Indexes growing under updates (Postgres). Every update creates a new version with a new TID; every secondary index gets a new entry. HOT (Heap-Only Tuple) updates avoid this when no indexed column changes, but a workload that updates indexed columns frequently bloats every index. REINDEX CONCURRENTLY is the operational fix.
Assuming SELECT FOR UPDATE makes things faster. It re-introduces 2PL-style blocking on the path it’s added to. Use it for correctness, not performance.
Mixing isolation levels per query and expecting serializable. Postgres applies serializable per-transaction; one READ COMMITTED statement in a SERIALIZABLE transaction doesn’t downgrade the isolation, but mixing levels across the application without thinking is a recipe for surprise anomalies.

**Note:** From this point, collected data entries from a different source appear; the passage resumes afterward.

PR #10163, opened 2015-12-02
Added cruising upgrade to aircraft

### LINKED ISSUE #9721: Actors with `Hovers` should not hover while changing altitude
Currently aircraft "hover" while landing/taking off.
We can fix that inside `Hovers` once `Aircraft` gets its long-needed overhaul.
Also the Hover MLRS shouldn't hover while going up/down slopes (unless that requires too much of a hack to be justifiable).

<bountysource-plugin>
---
Want to back this issue? **[Post a bounty on it!](https://www.bountysource.com/issues/27608185-actors-with-hovers-should-not-hover-while-changing-altitude?utm_campaign=plugin&utm_content=tracker%2F36085&utm_medium=issues&utm_source=github)** We accept bounties via [Bountysource](https://www.bountysource.com/?utm_campaign=plugin&utm_content=tracker%2F36085&utm_medium=issues&utm_source=github).
</bountysource-plugin>

teees:
Allows mods to toggle traits when reaching / leaving cruise altitude (e.g. hovering)

http://gfycat.com/FaithfulUnimportantAssassinbug

Fixes #9721 for all mods, makes the aircraft check in `Hovers.cs` redundant (see #10162)

### DIFF
--- a/OpenRA.Mods.Common/Traits/Air/Aircraft.cs
+++ b/OpenRA.Mods.Common/Traits/Air/Aircraft.cs
@@ -55,6 +55,10 @@ namespace OpenRA.Mods.Common.Traits
 		[Desc("The upgrades to grant to self while airborne.")]
 		public readonly string[] AirborneUpgrades = { };
 
+		[UpgradeGrantedReference]
+		[Desc("The upgrades to grant to self while at cruise altitude.")]
+		public readonly string[] CruisingUpgrades = { };
+
 		[Desc("Can the actor hover in place mid-air? If not, then the actor will have to remain in motion (circle around).")]
 		public readonly bool CanHover = false;
 
@@ -100,29 +104,7 @@ namespace OpenRA.Mods.Common.Traits
 		public int ROT { get { return Info.ROT; } }
 
 		bool airborne;
-		bool IsAirborne
-		{
-			get
-			{
-				return airborne;
-			}
-
-			set
-			{
-				if (airborne == value)
-					return;
-				airborne = value;
-				if (um != null)
-				{
-					if (airborne)
-						foreach (var u in Info.AirborneUpgrades)
-							um.GrantUpgrade(self, u, this);
-					else
-						foreach (var u in Info.AirborneUpgrades)
-							um.RevokeUpgrade(self, u, this);
-				}
-			}
-		}
+		bool cruising;
 
 		public Aircraft(ActorInitializer init, AircraftInfo info)
 		{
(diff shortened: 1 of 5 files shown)


OpenRA.Mods.Common/Traits/Air/Aircraft.cs
```diff
@@ -604,9 +599,54 @@ public void RemovedFromWorld(Actor self)
 			self.World.ActorMap.RemoveInfluence(self, this);
 			self.World.ActorMap.RemovePosition(self, this);
 			self.World.ScreenMap.Remove(self);
-			IsAirborne = false;
+			OnAirborneAltitudeLeft();
+			OnCruisingAltitudeLeft();
```
atlimit8: nit: These two should be flipped in case future `OnCruisingAltitudeLeft()` behavior assumes airborne.

OpenRA.Mods.Common/Traits/Air/Aircraft.cs
```diff
@@ -604,9 +599,54 @@ public void RemovedFromWorld(Actor self)
...
+		}
+
+		#region Airborne upgrades
+
+		void OnAirborneAltitudeReached()
+		{
+			if (airborne || um == null)
```
atlimit8: Either replace ` || um == null` with `if (um != null)` above `foreach (var u in Info.AirborneUpgrades)` or rename `airborne` to something like `airborneUpgraded` since `airborne` implies a generic state rather than an upgrade state.

OpenRA.Mods.Common/Traits/Air/Aircraft.cs
```diff
@@ -604,9 +599,54 @@ public void RemovedFromWorld(Actor self)
...
+				return;
+			airborne = true;
+			foreach (var u in Info.AirborneUpgrades)
+				um.GrantUpgrade(self, u, this);
+		}
+
+		void OnAirborneAltitudeLeft()
+		{
+			if (!airborne || um == null)
```
atlimit8: Same as above.

OpenRA.Mods.Common/Traits/Air/Aircraft.cs
```diff
@@ -604,9 +599,54 @@ public void RemovedFromWorld(Actor self)
...
+				um.RevokeUpgrade(self, u, this);
+		}
+
+		#endregion
+
+		#region Cruising upgrades
+
+		void OnCruisingAltitudeReached()
+		{
+			if (cruising || um == null)
```
atlimit8: Same as above.

OpenRA.Mods.Common/Traits/Air/Aircraft.cs
```diff
@@ -604,9 +599,54 @@ public void RemovedFromWorld(Actor self)
...
+				return;
+			cruising = true;
+			foreach (var u in Info.CruisingUpgrades)
+				um.GrantUpgrade(self, u, this);
 		}
 
+		void OnCruisingAltitudeLeft()
+		{
+			if (!cruising || um == null)
```
atlimit8: Same as above.

teees:
changed and rebased

Mailaender:
Seems to work without side-effects. :white_check_mark:

obrakmann:
Seems fine :+1:

obrakmann:
[Changelog](https://github.com/OpenRA/OpenRA/wiki/Changelog-%28bleed%29/_compare/c2c3a90ac9fbfbcbd601ce8a1dc73caf439973bb)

Why MVCC won despite the GC tax

Pre-MVCC databases had SELECT block on writers and writers block readers; the operational reality was that any analytical query ran on a separate snapshot dump because the primary couldn’t tolerate the read locks. MVCC eliminated that — a long-running report can run against the production database alongside live writes. That single property turned out to be worth the entire vacuum / undo machinery. The distributed-database era cemented the choice: distributed locking is a hard problem, distributed versioning (timestamps + visibility checks) is tractable. Spanner, CockroachDB, FoundationDB, TiKV — every modern distributed transactional engine ships MVCC. The cost is real (autovacuum, undo retention, version chasing) but it’s bought a property the alternative architecture can’t match.